Dabei stehen international gefragte Stars und vielversprechende junge Talente gemeinsam auf der Bühne. Landeshauptfrau Johanna Mikl-Leitner (ÖVP) betont die Bedeutung dieser Mischung: "Auch 2026 – im 66. Jahr des Bestehens – werden in gewohnter Weise internationale Stars der Klassikszene präsentiert, aber auch jungen Nachwuchstalenten wird die Chance geboten, sich an elf Standorten von hoher musikhistorischer Bedeutung an der Seite arrivierter Interpretinnen und Interpreten zu präsentieren."

Besonders hebt sie die ehemalige Synagoge St. Pölten als Schauplatz hervor, wo eine 'Serenade des Exils' stattfindet – "mit einem hochkarätigen Programm im Andenken an jüdische, teilweise auch aus ihrer Heimat vertriebene Komponistinnen und Komponisten."

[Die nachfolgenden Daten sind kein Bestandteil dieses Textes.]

PR #632, opened 2022-10-12
Fix a sample code on the "moving around" chapter

ohno418:
Remove hidden files from the result of `ls` command. It doesn't seem to output hidden files.

### DIFF
--- a/snippets/moving_around/ls_deep_glob_example.sh
+++ b/snippets/moving_around/ls_deep_glob_example.sh
@@ -1,15 +1,13 @@
  ls **/*.md
-────┬───────────────────────────────────────────┬──────┬─────────┬────────────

Musik in historischem, kulturellem und literarischem Kontext

Der künstlerische Leiter Dr. Michael Linsbauer erklärt das Konzept der musikalischen Reise, die von Schubert bis Schönberg reicht: "Musik wird nicht isoliert präsentiert, sondern in ihren historischen, kulturellen und literarischen Zusammenhängen erlebbar." Durch die Nähe zum musikalischen Geschehen im oft kleinen, authentischen Rahmen entstünden laut Linsbauer "immer wieder neue musikalische Perspektiven, und genau darin liegt der Reiz der Serenadenkonzerte."